Once the line containing "- An arrow is" has been written out, stop; until then, restate each line of the entries below word for word from the first.
*** Opening Records supplied ***
PR #1878, opened 2018-08-11
Improvements to decal projector editor gizmo.

pastasfuture:
In response to feedback in: https://fogbugz.unity3d.com/f/cases/1065972

- An arrow is rendered at the center of it's bounds pointing in the direction of the decal projection.

- When a user is interacting with one of the face handles, the corresponding plane is highlighted and outlined in it's axis color (R, G or B for X, Y, or Z) for greater visibility.

- New "Crop Decal with Gizmo" option - When set treats face handles as crop tool, pinning the projection irrespective of the bounds (via automatically computing necessary scale, bias values). This is to allow artists to quickly crop area of influence of decal, without disturbing the position of the projection itself. Note: In the original fogbugz feedback @JulienHeijmans suggested mapping this functionality to a hot key. I opted for the GUI toggle approach, as I struggled to find a good hotkey for this toggle - ctrl and alt are already taken for uniform / symmetrical scale constrains on the gizmo handles. If anyone has any hotkey suggestions I'm happy to implement.

- New "Auto Center Transform" option - When set automatically centers the transform of the decal projector on the fly during manipulation. I added this feature as I found previously that it was easy to end up with decal projectors far off from their transform origin, after a number of projector manipulations. I made this a toggle (which defaults to ON) as I believe there are cases where artists would want to maintain offset from transform origin.

- Adds Undo / Redo support to decal projector gizmo modifications (was previously not hooked into the undo system).

### DIFF
--- a/com.unity.render-pipelines.high-definition/HDRP/Editor/Material/Decal/DecalProjectorComponentHandle.cs
+++ b/com.unity.render-pipelines.high-definition/HDRP/Editor/Material/Decal/DecalProjectorComponentHandle.cs
@@ -1,0 +1,173 @@
+using System;
+using UnityEngine;
+
+namespace UnityEditor.IMGUI.Controls
+{
+    public class DecalProjectorComponentHandle : PrimitiveBoundsHandle
+    {
+        public DecalProjectorComponentHandle() : base()
+        {
+            midpointHandleDrawFunction = DrawHandleMidpoint;
+        }
+
+        public UnityEngine.Vector3 size { get { return GetSize(); } set { SetSize(value); } }
+
+        protected override void DrawWireframe()
+        {
+            Handles.DrawWireCube(center, size);
+            DrawArrowDownProjectionDirection();
+        }
+
+        protected void DrawArrowDownProjectionDirection()
+        {
+            int controlID = GUIUtility.GetControlID(GetHashCode(), FocusType.Passive);
+            Quaternion arrowRotation = Quaternion.LookRotation(Vector3.down, Vector3.right);
+            float arrowSize = size.y * 0.25f;
+            Handles.ArrowHandleCap(controlID, center, arrowRotation, arrowSize, EventType.Repaint);
+        }
+
+        // Could use a static readonly LUT, but this would require syncing with order with enum HandleDirection.
+        protected static Color ColorFromHandleDirection(HandleDirection handleDirection)
+        {
+            switch (handleDirection)
+            {
+                case HandleDirection.PositiveX:
+                case HandleDirection.NegativeX:
+                    return Handles.xAxisColor;
+
+                case HandleDirection.PositiveY:
+                case HandleDirection.NegativeY:
+                    return Handles.yAxisColor;
+
+                case HandleDirection.PositiveZ:
+                case HandleDirection.NegativeZ:
+                    return Handles.zAxisColor;
+
+                default:
+                    throw new ArgumentOutOfRangeException("handleDirection", "Must be PositiveX, NegativeX, PositiveY, NegativeY, PositiveZ, or NegativeZ");
+            }
+        }
+
+        protected static void PlaneVerticesFromHandleDirection(ref Vector3[] outVertices, HandleDirection handleDirection, Vector3 boundsSize, Vector3 boundsCenter)
+        {
+            Vector3 boundsMin = boundsSize * -0.5f + boundsCenter;
+            Vector3 boundsMax = boundsSize * 0.5f + boundsCenter;
+
+            switch (handleDirection)
+            {
+                case HandleDirection.PositiveX:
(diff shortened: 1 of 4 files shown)


JulienHeijmans:
Really great, trhnak you for that !
I think that maybe the Auto Center could be active all the time, I have trouble seeing when the user would like to have its pivot offset. The decal crop function will probably only(95%) be used to isolate part of a decal atlas texture.

(I used a similar function before, the pivot was always auto-centered, not a single time I would have wanted it not to auto center)

pastasfuture:
Thanks @JulienHeijmans I agree, auto centering should probably always be on. One valid OFF case I considered was rotating decals around a cylindrical object (ex: a pillar) where you want a specific offset radius. Though this might just be enough of an edge case that the user should be expected to create an explicit parent transform.

If that makes sense, I'll go ahead and make auto center always on (and remove the corresponding GUI).

JulienHeijmans:
Sounds good to me :)

sebastienlagarde:
For this review you should add Paul as reviewer as well. Change looks good to me. Do you have change to do in this PR or do you make them in another PR?

pastasfuture:
Thanks @sebastienlagarde I'll just go ahead and make the changes in this PR as they're fairly minor. Should have them in by the end of the day.

com.unity.render-pipelines.high-definition/HDRP/Editor/Material/Decal/DecalProjectorComponentHandle.cs
```diff
@@ -0,0 +1,173 @@
...
+
+            PlaneVerticesFromHandleDirection(ref s_PlaneVertices, handleDirection, size, center);
+            Handles.DrawSolidRectangleWithOutline(s_PlaneVertices, planeColorFill, planeColorOutline);
+
+            Handles.color = handlesColorPrevious;
+        }
+
+        // Utility function for determining the handle direction (which face) we are currently rendering within DrawHandleMidpoint().
+        // Ideally, the base class PrimitiveBoundsHandle would expose the reverse lookup: HandleDirectionFromControlID().
+        // In lieu of an explicit way to handle this look up, we derive the handle direction from the handle rotation.
```
Paulm-Unity: Can we override:
protected virtual Bounds OnHandleChanged(HandleDirection handle, Bounds boundsOnClick, Bounds newBounds);
So we can store HandleDirection and avoid having to do this math here?

com.unity.render-pipelines.high-definition/HDRP/Material/Decal/DecalProjectorComponent.cs
```diff
@@ -18,6 +18,8 @@ public class DecalProjectorComponent : MonoBehaviour
         public Vector3 m_Size = new Vector3(1, 1, 1);
         private Material m_OldMaterial = null;
         private DecalSystem.DecalHandle m_Handle = null;
+        public bool m_IsTransformAutoCentered = true;
```
Paulm-Unity: When auto center is on, seems like Snap Settings are not working and the handle 'runs away' from the mouse cursor.

sebastienlagarde:
when problem from Paul are adressed, please launch a katana and if green @JulienIgnace-Unity  will merge it. Note: We will merge directly in master for this one. So please rebase the branch on master (can be done in webgithub after having merge lastest master (and be sure there is nothing from hdrp/staging. Or launch katana on staging and if green merge in master then merge this (want to avoid to have too much change on staging before merging to master)

com.unity.render-pipelines.high-definition/HDRP/Editor/Material/Decal/DecalProjectorComponentHandle.cs
pastasfuture: That was actually my first attempt implementing this, unfortunately I think OnHandleChanged() gets called after the handle is rendered, so the highlight color is one update cycle behind. The bigger problem though is that OnHandleChanged() only gets called on change, so there is no way to capture the exit state when the handle is no longer interacted with, so the handle would remain highlighted even when deselected.

com.unity.render-pipelines.high-definition/HDRP/Material/Decal/DecalProjectorComponent.cs
pastasfuture: I'll check that out, thanks

pastasfuture: Thanks for catching this Paul. I just fixed this issue. Because snapping is enforced in the local space of the gizmo, auto-centering was shifting the world space coordinates of the snap point.

Because this logic of this handle snapping is enforced in the unity runtime, I opted for a simple solution of side-stepping the problem: only perform auto-centering when the user is no longer interacting with the gizmo.

pastasfuture:
Closing this PR and replacing with PR rebased off of master.

PR #3410, opened 2019-04-18
HDRP/SMAA test

Chman:
### Purpose of this PR
Enabled the SMAA test on HDRP. Note that this will fail on the current branch as the fix is only available in `master` and `release/2019.2` as of now.


sebastienlagarde:
will merge master in the branch

PR #3413, opened 2019-04-18
Updated the license year

Chman:
### Purpose of this PR
Updated the license year per RM request.

`com.unity.testing.visualeffectgraph` is missing a LICENSE.md file.

Tagging for awareness: @stramit @julienf-unity @phi-lira @Kink3d @JordanL8


julienf-unity:
Seems like vfx and shader graph licence files are not the same as the others. Is this an issue or we dont care?

PR #3416, opened 2019-04-18
Fixed several issues when changing resolution

JulienIgnace-Unity:
### Purpose of this PR
This PR fixes several issues happening when changing resolution (which broke some tests and caused artefacts in the editor)
- Now Swap of History RTHandle is done before Resizing. This avoid invalidating history buffer whenever the buffers grow.
- Passed the correct frame id to HDCamera.Update to avoid discrepancies in the editor
- Update of previous view constants is now done every render instead of every frame otherwise it breaks when using the same camera more than once during a frame with different parameters.

---
### Testing status

- [ ] Built a player


com.unity.render-pipelines.high-definition/Runtime/Lighting/VolumetricLighting/VolumetricLighting.cs
```diff
@@ -714,7 +714,7 @@ public void VolumetricLightingPass(HDCamera hdCamera, CommandBuffer cmd, uint fr
 
                 GetHexagonalClosePackedSpheres7(m_xySeq);
 
-                int sampleIndex = (int)frameIndex % 7;
+                int sampleIndex = frameIndex % 7;
```
FrancescoC-unity: Why is this an int? I can only see it used to access an array

JulienIgnace-Unity: Original Time.frameCount is an int and also because C# makes uint a second class citizen and arrays don't actually work correctly with them.
Besides we were casting it to int in many places.

FrancescoC-unity: Oh well TIL about the indexing with int in C# :) Odd stuff, it was mostly my curiosity here

PR #3432, opened 2019-04-19
Fix HDCamera last active frame bug

racarone:
### Purpose of this PR
`m_LastFrameActive` was set too early, breaking `UpdateAllViewConstants()` frame count logic and previous frame constants.

---
### Overall Product Risks
**Technical Risk**:  Low
**Halo Effect**: Low


0lento:
I tried this already :) https://github.com/Unity-Technologies/ScriptableRenderPipeline/pull/3420
but Unity has fixed this on https://github.com/Unity-Technologies/ScriptableRenderPipeline/pull/3416 (not yet on the master)

racarone:
Ah I see, thanks. I’ll close this then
*** Closing Records supplied ***
:: Exercise output ::
PR #1878, opened 2018-08-11
Improvements to decal projector editor gizmo.

pastasfuture:
In response to feedback in: https://fogbugz.unity3d.com/f/cases/1065972

- An arrow is rendered at the center of it's bounds pointing in the direction of the decal projection.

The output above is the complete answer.